PR #6322, opened 2023-03-15
Use ghcr.io for grammar compiler docker container

lildude:
## Description

Docker has release a very confusing message about the sunsetting of Free Team organizations. We use such a team organisation for storing the grammar compiler docker image and our choice to use this predates the introduction of the GitHub Packages registry.

It's not 100% sure how we'd be affected by this change, but suffice to say it's the motivator we need to stop using it. We don't really need to be using dockerhub, so this PR switches to using using ghcr.io.

This change will be hidden to most users.

[ Checklist doesn't apply ]


Alhadis:
What's the reason for using Docker anyway? Wouldn't it have been easier to implement the grammar compiler in Ruby?

(I might be asking a dumb question… it's been a while since I've gone near that part of Linguist's codebase…)

PR #6334, opened 2023-03-21
Add `proto` alias for protobuf

dimitropoulos:
proto is the extension for protobuf files, and is used in [other](https://github.com/shikijs/shiki/blob/44b9b0c458744267d824a8283eac4d6393f65013/packages/shiki/src/languages.ts#L104) syntax highlighters as the language id.

## Description

Just adding the alias so that the `proto` language id can be used for code fences.

## Checklist:

None of the below checklist items seem to apply

### DIFF
--- a/lib/linguist/languages.yml
+++ b/lib/linguist/languages.yml
@@ -5282,6 +5282,7 @@ Propeller Spin:
 Protocol Buffer:
   type: data
   aliases:
+  - proto
   - protobuf
   - Protocol Buffers
   extensions:


lildude (approved):
LGTM. Thanks.

dimitropoulos:
@Alhadis I don't think so, but I'm glad you mention it.

For one thing, many other highlighters already have the `proto` alias (including `rouge`, `pigments`, `chroma`, `lowlight`, `refractor`, `prism`, `highlight.js`).  For another, the extension for Cap'n Proto is `capnp` anyway.  Of those that also have Cap'n Proto highlighting, they seem to use `capnp`.

Alhadis:
@dimitropoulos Fair enough. Well, that answers my question nicely, then. 👍

Alhadis (approved):

PR #6339, opened 2023-03-22
Add MDX language

wooorm:
## Description

MDX is a literate programming language that combines markdown with several JavaScript language features, such as JSX, expressions, and ESM.

*   markdown: <https://commonmark.org/>
*   JavaScript: <https://tc39.es/ecma262/>
*   JSX: <https://facebook.github.io/jsx/>

Previously, there was some temporary duct-tape in place, to map `.mdx` extensions to markdown: GH-4416.
This improved the situation from nothing to something, but has issues, because the syntax that MDX brings wasn’t highlighted.

With this grammar, those can be properly highlighted.

Related-to: GH-4416.

## Checklist:

- [x] **I am adding a new language.**
  - [x] The extension of the new language is used in hundreds of repositories on GitHub.com.
    - Search results for each extension:
      
      -  https://github.com/search?q=path%3A*.mdx+NOT+nothack&type=code
  - [x] I have included a real-world usage sample for all extensions added in this PR:
    - Sample source(s):
      - https://wooorm.com/markdown-tm-language/, based on examples from tests of the MDX parser, and on https://mdxjs.com
    - Sample license(s): ?
  - [x] I have included a syntax highlighting grammar: https://github.com/wooorm/markdown-tm-language
      
  - [x] I have added a color
    - Hex value: `#fcb32c`
    - Rationale: color from the MDX logo :) https://mdxjs.com
  - [ ] ~~I have updated the heuristics to distinguish my language from others using the same extension.~~ (not needed?)

---

P.S. the URL in the issue template doesn’t work with the new GH search:

```
https://github.com/search?utf8=%E2%9C%93&type=Code&ref=searchresults&q=extension%3AMDX+KEYWORDS+NOT+nothack
```

PR #6341, opened 2023-03-23
Replace markdown grammar with maintained version

wooorm:
## Description

This replaces the grammar used to highlight markdown with a maintained one.

I’ll add more sample files later. First wanted to bring this to your attention.

Related to: GH-6339.

## Checklist:

  - Old: https://github.com/atom/language-gfm
  - New: https://github.com/wooorm/markdown-tm-language

---

Important: the current scope is `source.gfm`. The new scope is `text.md`.
There seems to be some Go code to handle `text.html.markdown` and `text.md`, which I changed.
The reasons why I prefer changing `source.gfm` to `text.md` is that:
a) markdown is closer to a text, markup, language, than to a source language that is “evaluated” or so
b) markdown isn’t a superset of HTML, it has its own complex rules for that, so `text.html.markdown` isn’t great IMO
c) Since it was (probably) added, GFM now bases itself on CommonMark (CM), bringing it much closer to normal markdown (for example, fenced code blocks are now “normal” markdown). This grammar, other than GFM features, also includes some other extensions (frontmatter, GitHub-specific features, directives, math), which aren’t in GFM

But, I wanted to bring this to attention because:
a) it’s still early days, I can be convinced to use something else
b) `source.gfm` is used in other existing grammars.

Notably, I see these grammars that use `source.gfm`:

*   `jawee/language-blade` (not updated in 2 years)
*   `atom/language-ruby` (archived)
*   `language-viml` (@Alhadis)
*   `wooorm/markdown-tm-language` (that’s me, I can do that!)

I imagine @Alhadis to be able to update this, and I can raise an issue with `jawee/language-blade`, although it’s not actively maintained, so I’m not sure that can be solved.


Alhadis:
> I prefer changing `source.gfm` to `text.md` is that:
> a) markdown is closer to a text, markup, language, than to a source language that is “evaluated” or so

Correct. A language's `type` field is a good indicator of what prefix a TextMate grammar's scope should use: `programming` and `data`-type languages should use `source.*`-scoped grammars, while `markup` and `prose`-type languages should use `text.*`-scoped grammars instead.

It's unclear why the Atom team chose `source.gfm` for their markdown grammar, but it—along with virtually every other choice of scope-names they used—is an objectively poor choice of scopes that conflicts with established [naming conventions](https://macromates.com/manual/en/language_grammars#naming_conventions).

>  a) it’s still early days, I can be convinced to use something else

I started a clean rewrite of a markdown grammar several years ago, but never published it (as I was reluctant to share a crappy 2-hour project stub with the world…). I'm sure I'll finish it eventually: I simply wanted to indent code-blocks without screwing up the rest of the document's highlighting:
Figure 1

> b) `source.gfm` is used in other existing grammars.

Atom packages are likely to reference this scope for compatibility with the editor's default Markdown package (`source.gfm`), while others may support `source.gfm` and `text.md` in tandem, whichever the user has available.

> Notably, I see these grammars that use `source.gfm`:
> […]
> * `language-viml` (@Alhadis)

Only in VimL's [`injectionSelector`](https://github.com/Alhadis/language-viml/blob/5030985ab9f5a84a3a18d999d7c3a82f581b0283/grammars/viml.cson#L3) field, which does nothing on GitHub because injections only affect grammars bundled in the same package/submodule (a wise restriction, IMHO). Ergo, it's use in `language-viml` is benign and can be ignored. 👍

lildude (approved):

PR #6351, opened 2023-03-31
Add Nim filter grammar

AmjadHD:
## Description

Adds Support for Nim's [Source Code Filters](https://nim-lang.github.io/Nim/filters.html), the grammar was included in [grammars.yml](https://github.com/github/linguist/blob/79c4aa4706e08f9eb36e46535f0e909f51f3b74d/grammars.yml#L66) but the extension wasn't included in [languages.yml](https://github.com/github/linguist/blob/79c4aa4706e08f9eb36e46535f0e909f51f3b74d/lib/linguist/languages.yml#L4452-L4457) nor was a sample file.
## Checklist:

      -  https://github.com/search?utf8=%E2%9C%93&type=Code&ref=searchresults&q=extension%3Animf+stdtmpl+NOT+nothack
    - Sample source(s):
      - [src](https://nim-lang.github.io/Nim/filters.html#available-filters-stdtmpl-filter)
    - Sample license(s):
      - I guess it's Nim's [license](https://github.com/nim-lang/Nim#license).
  - [x] I have included a syntax highlighting grammar: [Nimlime](https://github.com/nim-lang/Nimlime).
      
  - [ ] I have added a color
    - Hex value: `#RRGGBB`
    - Rationale: 

### DIFF
--- a/grammars.yml
+++ b/grammars.yml
@@ -63,7 +63,7 @@ vendor/grammars/NSIS:
 - source.nsis
 vendor/grammars/NimLime:
 - source.nim
-- source.nim_filter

************

• [Directions for this task] Within the listing above, give again exactly every line from the line with "in 2 years)" through the line with "can do that!)", both included, and no other line.

• [The completed task]
*   `jawee/language-blade` (not updated in 2 years)
*   `atom/language-ruby` (archived)
*   `language-viml` (@Alhadis)
*   `wooorm/markdown-tm-language` (that’s me, I can do that!)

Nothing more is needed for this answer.